Designed and built as a capstone research project at Pace University (CYB691), the project's goal is to provide a transparent, reproducible, and educational alternative to closed-source commercial pentest devices. Every schematic, pinout, bill of materials, and firmware customization is published in this repository so anyone can build, study, or extend the device.
If the Flipper Zero, HackRF, and a wardriving rig had a hackable open-source cousin, this is it.
Most commercial all-in-one pentest tools ship as sealed black boxes. This project takes the opposite approach: a fully documented, reproducible hardware + firmware stack built on widely available modules, with every design decision explained.
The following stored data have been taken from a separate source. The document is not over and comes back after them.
PR #2587, opened 2019-10-16
DROOLS-4650 : GDST: Re-editing BRL columns causes NPE

Rikkola:
https://issues.jboss.org/browse/DROOLS-4650

### DIFF
--- a/drools-workbench-models/drools-workbench-models-guided-dtable/src/main/java/org/drools/workbench/models/guided/dtable/shared/model/ConditionCol52.java
+++ b/drools-workbench-models/drools-workbench-models-guided-dtable/src/main/java/org/drools/workbench/models/guided/dtable/shared/model/ConditionCol52.java
@@ -19,6 +19,7 @@ import java.util.ArrayList;
 import java.util.HashMap;
 import java.util.List;
 import java.util.Map;
+import java.util.Objects;
 
 import org.drools.workbench.models.datamodel.rule.BaseSingleFieldConstraint;
 import org.drools.workbench.models.datamodel.rule.HasParameterizedOperator;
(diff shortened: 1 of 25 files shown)


Rikkola:
I'll try to get green builds before review. I fear this is a risky change.

manstis:
@Rikkola I think this is also a fix for https://github.com/kiegroup/drools-wb/pull/1212?

It might be worth linking the JIRA, if that is true.

Rikkola:
@manstis This fixes that. There are two dublicate product tickets, but only linked this to one. I'll link both.

Rikkola:
All green, nice. I'll fix the code smell, but removing the diamond operator should not change behaviour.

Rikkola:
@jomarko @manstis if you two would be kind enough to share some thoughts about the changes.

drools-workbench-models/drools-workbench-models-guided-dtable/src/main/java/org/drools/workbench/models/guided/dtable/shared/model/ConditionCol52.java
```diff
@@ -33,7 +33,7 @@
         HasParameterizedOperator,
         HasBinding {
 
-    private static final long serialVersionUID = 510l;
+    private static final long serialVersionUID = 729l;
```
Rikkola, line 37: No idea if these matter, but thought that I'll update these to current version :)

jomarko: Shouldn't we change it witch each community release then?

drools-workbench-models/drools-workbench-models-guided-dtable/src/main/java/org/drools/workbench/models/guided/dtable/shared/model/DTColumnConfig52.java
```diff
@@ -171,10 +171,12 @@ public boolean equals(Object o) {
         if (this == o) {
             return true;
         }
-        if (!(o instanceof DTColumnConfig52)) {
+
+        if(o == null || o.getClass() != this.getClass()){
```
jomarko: This change is not needed, https://docs.oracle.com/javase/specs/jls/se11/html/jls-15.html#jls-15.20.2

jomarko (changes requested):
Screenshot from 2019-10-18 07-34-23

Still doesn't work for BRL action columns

jomarko:
@Rikkola as this is about NPE in equals so I (understand my Intelij Idea) reimplemented equals of dtables, I guess also rule model need similar update. https://github.com/Rikkola/drools/pull/6

It solved issue I reported https://github.com/kiegroup/drools/pull/2587#pullrequestreview-303673306

drools-workbench-models/drools-workbench-models-guided-dtable/src/main/java/org/drools/workbench/models/guided/dtable/shared/model/ConditionCol52.java
Rikkola: Probably only worth it to update when a release has changes.

Rikkola:
@jomarko Is this now ok from you side? Retested and can't figure out how to break it.

jomarko (approved):

Rikkola:
@manstis Hi, I could use your feedback on this.

manstis (approved):
Thanks @Rikkola so my [suspicion](https://github.com/kiegroup/drools-wb/pull/1212#issuecomment-520838543) about equals somewhere was correct.

Rikkola:
@manstis Yep that helped. Although debugging to figure out what exactly is the problem was PITA, but can't imagine how long it would have taken without any hints ;)

Rikkola:
@kiegroup/gatekeepers Can I get this reverted, it breaks unit tests for drools-wb, but the fix will take some time to get green.

Rikkola:
Actually not sure if github has a revert button, I'll make a PR just in case.

mareknovotny:
The Revert button is there, but it generates new PR ;)

Rikkola:
@mareknovotny managed to find it, hehe.

PR #2589, opened 2019-10-17
DROOLS-4448: Simplify if then else statement

jomarko:
During DROOLS-4448 review, complex if then else statements were spotted. This PR reduces the complexity of those if then else statements.


Rikkola (approved):

jomarko:
@kiegroup/gatekeepers please merge

PR #6618, opened 2026-03-18
Add configurable compile-time warning for self-referencing constraints

### LINKED ISSUE #2272: Self-referencing constraint (e.g. fieldA == fieldA) compiles silently and produces "incorrect runtime behavior"
A community member reported that a rule containing a self-referencing constraint compiles without any warning or error but produces incorrect runtime behavior. The constraint `fieldA == fieldA` becomes a self-comparison that always evaluates to `true`, causing rules to fire incorrectly for all facts. The correct intent was to reference a bound variable from another pattern (e.g., `fieldA == $fieldA`).

This is particularly dangerous in large-scale rule systems and during migrations, where such issues are difficult to detect and can lead to incorrect business outcomes without obvious failures.

### Reproducer

**Incorrect (compiles but behaves "incorrectly"):**
```drl
rule "SampleRule"
when
  temp : TempObject(fieldA == "X", fieldB : fieldB)
  AnotherObject(fieldA == fieldA)
then
  temp.setFlag("Y");
end
```

- `fieldA == fieldA` becomes a self-comparison, always true
- The rule fires incorrectly for all facts

**Correct (expected behavior):**
```drl
rule "SampleRule"
when
  $temp : TempObject(fieldA == "X", $fieldB : fieldB)
  AnotherObject(fieldA == $fieldB)
then
  $temp.setFlag("Y");
end
```

### Request

Detect self-comparisons like `fieldA == fieldA` at compile time and provide at minimum a warning-level diagnostic. 

### Original report

From community member Geeta:

> We observed a scenario where a rule compiles successfully but produces incorrect runtime behavior due to missing `$` in variable bindings. Ideally, such cases should fail during compilation rather than silently executing with unintended logic.
>
> In large-scale rule systems, especially during migrations or automated transformations, such issues are hard to catch and can lead to incorrect business outcomes without obvious failures.
>
> Even a warning-level validation would significantly help prevent subtle production issues.

porcelli:
Resolves https://github.com/apache/incubator-kie-issues/issues/2272

Self-comparisons like fieldA == fieldA (missing $ prefix) now emit a WARNING at compile time instead of silently producing always-true constraints. 

Severity is configurable via drools.kbuilder.severity.selfReferencingConstraint (WARNING default, upgradable to ERROR or suppressible with INFO).

### DIFF
--- a/drools-compiler/src/main/java/org/drools/compiler/compiler/SelfReferencingConstraint.java
+++ b/drools-compiler/src/main/java/org/drools/compiler/compiler/SelfReferencingConstraint.java
@@ -1,0 +1,63 @@
+/*
+ * Licensed to the Apache Software Foundation (ASF) under one
+ * or more contributor license agreements.  See the NOTICE file
+ * distributed with this work for additional information
+ * regarding copyright ownership.  The ASF licenses this file
+ * to you under the Apache License, Version 2.0 (the
+ * "License"); you may not use this file except in compliance
+ * with the License.  You may obtain a copy of the License at
+ *
+ *   http://www.apache.org/licenses/LICENSE-2.0
+ *
+ * Unless required by applicable law or agreed to in writing,
+ * software distributed under the License is distributed on an
+ * "AS IS" BASIS, WITHOUT WARRANTIES OR CONDITIONS OF ANY
+ * KIND, either express or implied.  See the License for the
+ * specific language governing permissions and limitations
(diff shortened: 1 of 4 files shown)


porcelli:
The failing test seems unrelated to the changes in this PR

tkobayas (approved):

mariofusco (approved):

- Truly standalone. Boots into a menu-driven UI on a 1.47" IPS TFT, powered by an 800 mAh Li-ion cell. No companion app, no serial tether.
- Seven radios, one board. Switch between Wi-Fi, BLE, Sub-GHz, 2.4 GHz IoT, IR, NFC/RFID, and GPS without rebooting.
- Open hardware. Full schematics, GPIO map, and bill of materials. Every module is off-the-shelf.
- Open firmware. Custom C++ extensions on top of the Bruce firmware, with multi-radio coordination across SPI, I²C, and UART buses.
- Education-first. Built to teach the fundamentals of IoT and wireless protocol security in a classroom or lab setting.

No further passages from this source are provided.